Season's greetings
Milo ouvrit péniblement un oeil.
Et le referma aussitôt en gémissant entre ses dents.
Il avait mal au crâne.
Mais au moins il savait pourquoi.
Grognant sourdement, il rabattit le drap sur sa tête. Encore engourdi par le sommeil, Camus s'agita, et se lova instinctivement contre son épaule, sa peau tout contre la sienne, la tiédeur de son souffle caressant son cou. Milo se laissa envahir par une délicieuse sensation de bien-être. Ah, c'était si bon de se réveiller dans ces bras chauds et doux. Il avait presque oublié à quel point c'était bon ... et pourtant, tant de fois, après la mort de Camus pendant la Bataille du Sanctuaire, il s'était endormi, épuisé et en larmes dans un lit froid et vide... Instinctivement, il enlaça son amant endormi et l'attira un peu plus contre lui, savourant la chaleur de son corps.

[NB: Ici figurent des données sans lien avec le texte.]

PR #693, opened 2018-01-31
Introduce manual job restart

metanet:
A new method is added to the Job interface. If the user calls job.restart() while a job is running, the job is restarted on the current member list of the cluster from the last successful snapshot. The new method can be used as a non-graceful way of achieving elasticity.

### DIFF
--- a/hazelcast-jet-core/src/main/java/com/hazelcast/jet/Job.java
+++ b/hazelcast-jet-core/src/main/java/com/hazelcast/jet/Job.java
@@ -95,4 +95,14 @@ public interface Job {
         Util.uncheckRun(() -> getFuture().get());
     }
 
+    /**
+     * Cancels the current execution if the job is currently running and
+     * schedules a new execution with the current member list of the Jet cluster
+     *
+     * @throws IllegalStateException if the job has been already completed
+     *
+     * @return true if the current execution of the job is cancelled
+     */
+    boolean restart();
+
 }
--- a/hazelcast-jet-core/src/main/java/com/hazelcast/jet/impl/MasterContext.java
+++ b/hazelcast-jet-core/src/main/java/com/hazelcast/jet/impl/MasterContext.java
@@ -29,6 +29,7 @@ import com.hazelcast.jet.core.JobStatus;
 import com.hazelcast.jet.core.TopologyChangedException;
 import com.hazelcast.jet.core.Vertex;
 import com.hazelcast.jet.function.DistributedFunction;
+import com.hazelcast.jet.impl.exception.JobRestartRequestedException;
 import com.hazelcast.jet.impl.execution.BroadcastEntry;
 import com.hazelcast.jet.impl.execution.init.ExecutionPlan;
 import com.hazelcast.jet.impl.operation.CancelExecutionOperation;
@@ -38,6 +39,7 @@ import com.hazelcast.jet.impl.operation.SnapshotOperation;
 import com.hazelcast.jet.impl.operation.StartExecutionOperation;
 import com.hazelcast.jet.impl.util.ExceptionUtil;
 import com.hazelcast.jet.impl.util.NonCompletableFuture;
+import com.hazelcast.jet.impl.util.CompletionToken;
 import com.hazelcast.logging.ILogger;
 import com.hazelcast.nio.Address;
 import com.hazelcast.spi.ExecutionService;
@@ -99,7 +101,7 @@ public class MasterContext {
     private final JobRecord jobRecord;
     private final long jobId;
     private final NonCompletableFuture completionFuture = new NonCompletableFuture();
-    private final CompletableFuture<Void> cancellationFuture = new CompletableFuture<>();
+    private final CompletionToken cancellationToken;
     private final AtomicReference<JobStatus> jobStatus = new AtomicReference<>(NOT_STARTED);
     private final SnapshotRepository snapshotRepository;
     private volatile Set<Vertex> vertices;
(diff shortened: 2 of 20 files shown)


hazelcast-jet-core/src/main/java/com/hazelcast/jet/impl/MasterContext.java
```diff
@@ -412,6 +422,19 @@ private void cancelExecute(long jobId, long executionId) {
         });
     }
 
+    /**
+     * Cancels the execution invocation in order to restart it afterwards if the job is currently being executed
+     */
+    boolean cancelCurrentExecution() {
+        ExecutionCallback<Object> callback = this.executionCancellationCallback;
+        if (callback != null) {
+            callback.onFailure(null);
```
cangencer: we should add a comment here. Do you think having an explict exception would be better? I.e. JobRestartRequestedException ? Also naming is still a bit ambiguous between `cancelExecute` and cancelCurrentExecution`.

hazelcast-jet-core/src/main/java/com/hazelcast/jet/impl/MasterContext.java
```diff
@@ -398,7 +398,17 @@ public void onFailure(Throwable t) {
         }));
 
         Function<ExecutionPlan, Operation> operationCtor = plan -> new StartExecutionOperation(jobId, executionId);
-        invoke(operationCtor, this::onExecuteStepCompleted, callback);
+        Consumer<Map<MemberInfo, Object>> completionCallback = results -> {
+            executionCancellationCallback = null;
+            onExecuteStepCompleted(results);
```
cangencer: I can see that the job is only restarted when it's TopologyChangedException and auto-restart is enabled, otherwise a restart will not be scheduled.

cangencer:
verify

metanet:
verify

hazelcast-jet-core/src/main/java/com/hazelcast/jet/impl/MasterContext.java
```diff
@@ -372,46 +375,55 @@ private Throwable getInitResult(Map<MemberInfo, Object> responses) {
...
             Function<ExecutionPlan, Operation> operationCtor = plan -> new CancelExecutionOperation(jobId, executionId);
             invoke(operationCtor, responses -> { }, null);
         });
     }
 
+    /**
+     * Cancels the execution invocation in order to restart it afterwards if the job is currently being executed
+     */
+    boolean cancelCurrentExecution() {
+        CompletionToken restartFuture = this.executionRestartToken;
```
cangencer: name still says "future"

hazelcast-jet-core/src/main/java/com/hazelcast/jet/impl/util/CompletionToken.java
```diff
@@ -0,0 +1,43 @@
...
+
+package com.hazelcast.jet.impl.util;
+
+import java.util.concurrent.CompletableFuture;
+
+import static com.hazelcast.jet.impl.util.Util.completeVoidFuture;
+
+/**
+ * Wraps a CompletableFuture that is expected to be completed
+ * only in a single way and provides methods for easy of use
```
cangencer: typo "ease"

hazelcast-jet-core/src/main/java/com/hazelcast/jet/impl/util/CompletionToken.java
```diff
@@ -0,0 +1,43 @@
...
+    public boolean complete() {
+        return completeVoidFuture(future);
+    }
+
+    public boolean isCompleted() {
+        return future.isDone();
+    }
+
+    public void whenCompleted(Runnable runnable) {
+        future.whenComplete((result, throwable) -> runnable.run());
```
cangencer: it should use `withTryCatch` here, otherwise any exceptions in callback are lost and won't be visible.

hazelcast-jet-core/src/main/java/com/hazelcast/jet/impl/util/CompletionToken.java
```diff
@@ -0,0 +1,43 @@
...
+/**
+ * Wraps a CompletableFuture that is expected to be completed
+ * only in a single way and provides methods for easy of use
+ */
+public class CompletionToken {
+
+    private final CompletableFuture<Void> future = new CompletableFuture<>();
+
+    public boolean complete() {
+        return completeVoidFuture(future);
```
cangencer: this method is now deleted after spotbugs change, you need to rebase

metanet:
verify

hazelcast-jet-core/src/main/java/com/hazelcast/jet/Job.java
```diff
@@ -95,4 +95,14 @@ default void join() {
         Util.uncheckRun(() -> getFuture().get());
     }
 
+    /**
+     * Cancels the current execution if the job is currently in running and
+     * schedules a new execution with the current member list of the Jet cluster
+     *
+     * @throws IllegalStateException if the job has been already completed
+     *
+     * @return true if the current execution of the job is cancelled
```
viliam-durina: It would be good to mention when `false` is returned. I guess it's when job is not yet started or is already restarting.

metanet: We already mention when it returns true: "Cancels the current execution if the job is currently in running". Do we need to mention when it returns false?

viliam-durina: I think it would be good. It made me wonder why wouldn't it succeed.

C'est vrai qu'il faisait bigrement frisquet depuis quelques jours. Et pour lui qui était grec jusqu'au bout des ongles, c'était un avant-goût du purgatoire de se sentir ainsi gelé en permanence. Comment Camus pouvait-il supporter un climat glacial comme celui de la Sibérie, alors que lui grelottait dès que le thermomètre affichait moins de quinze degrés ? La seule chose qui le consolait, c'est que précisement il n'était pas le seul. Loin de là. Les autres méridionaux pur jus du Sanctuaire, que ce soit les jumeaux, le très sicilien Masque de Mort ou les deux Aio, pestaient eux aussi contre la courbe plongeante des températures. On pouvait atomiser des cailloux gros comme l'Acropole, faire couler les rivières en sens inverse, concentrer en une seule attaque autant d'énergie que vingt centrales nucléaires dernière génération ... et apprécier sa petite laine, non ? Quel mal y avait-il à ça ?

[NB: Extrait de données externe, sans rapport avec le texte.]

Issue #698, opened 2018-02-02
Allow reusing 1st stage windowing accumulation for different slide lengths


viliam-durina:
Allow this sliding window calculation setup:
- 1st stage: accumulate into tumblingWindow(10sec)
- 2nd stages: combine into all:
  - slidingWindow(30sec, 10sec)
  - slidingWindow(60sec, 10sec)
  - slidingWindow(5min, 1min): here multiple 1st stage frames will be combined into single slide

PR #699, opened 2018-02-05
Group frames in 2nd stage sliding window

viliam-durina:
Will allow this scenario:
- 1st sliding window stage will accumulate into tumblingWindowDef(10sec)
- 2nd stage will combine into slidingWindowDef(5min, 1min)

So 1 2nd stage window will combine 6 1st stage frames into 1 frame.

This is useful if you want to connect multiple 2nd stages to single 1st
stage and use different `slideBy` parameter.


viliam-durina:
verify

viliam-durina:
Fixes #698

PR #701, opened 2018-02-05
Fix intermittent test failures

viliam-durina:
Fixed `TestSupport`: it now creates new outbox when it creates new
processor: after snapshot restore, the processor is allowed to offer
different item due to reordering.

Two failures:

- StreamEventJournalPTest.smokeTest:
```
java.lang.AssertionError: Different item provided after offer() was
rejected
```

- time-based failure in
InsertWatermarksPTest.when_idleTimeout_then_idleMessageAfterTimeout


viliam-durina:
verify

PR #707, opened 2018-02-09
Fix sonar issues

cangencer:


hazelcast-jet-core/src/main/java/com/hazelcast/jet/impl/operation/InitExecutionOperation.java
```diff
@@ -53,7 +53,6 @@ public InitExecutionOperation(long jobId, long executionId, int coordinatorMembe
         this.executionId = executionId;
         this.coordinatorMemberListVersion = coordinatorMemberListVersion;
         this.participants = participants;
-        this.executionId = executionId;
```
viliam-durina: We can also make the variable `final`

cangencer:
verify

hazelcast-jet-core/src/main/java/com/hazelcast/jet/impl/operation/InitExecutionOperation.java
cangencer: It's deserialized in `readInternal()` so these fields can't be made final

PR #720, opened 2018-02-16
Add automodule names and update javadoc plugin to 3.0

cangencer:


cangencer:
verify

jerrinot:
why not to add a name for the core module?

PR #737, opened 2018-02-23
Add distributed() to single-stage aggregations

viliam-durina:


hazelcast-jet-core/src/main/java/com/hazelcast/jet/impl/pipeline/transform/WindowAggregateTransform.java
```diff
@@ -146,6 +145,6 @@ private void addSessionWindow(Planner p, SessionWindowDef wDef) {
                         nCopies(aggrOp.arity(), constantKey()),
                         aggrOp,
                         mapToOutputFn.toKeyedWindowResultFn()));
-        p.addEdges(this, pv.v, Edge::allToOne);
+        p.addEdges(this, pv.v, edge -> edge.distributed().allToOne());
```
cangencer: might be good to add diagram for single stage as well (even if just two vertices)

Il recala son oreiller sous sa tête et essaya de se rendormir. Mais c'était peine perdue et il le savait. La migraine enflait sournoisement, conséquence inévitable de la joyeuse soirée de la veille. Le premier réveillon du jour de l'an depuis leur retour du royaume d'Hadès avait été arrosé. Très arrosé. Trop arrosé ...
Il réprima son énervement en cherchant ses pantoufles et s'extirpa en silence du lit, abandonnant son bel amant endormi. Direction la cuisine et un café noir et serré comme seul Masque de Mort savait en faire,parade absolue au pivert qui s'amusait à lui cogner frénétiquement derrière les yeux . Mais là encore, les choses refusaient de tourner comme il le voulait. Un geste approximatif sans aucun doute lié à un restant d'ébriété et le sol de la cuisine finit maculé de poudre brune. Milo poussa un soupir et, pendant que les arômes délicieux se répandaient dans toute la pièce dans le roucoulement de la cafetière, il entreprit de nettoyer les dégâts. Ce qui n'était guère facile, avec le mal de crâne qui le torturait, et comme si ça ne suffisait pas, il y avait cette lumière ...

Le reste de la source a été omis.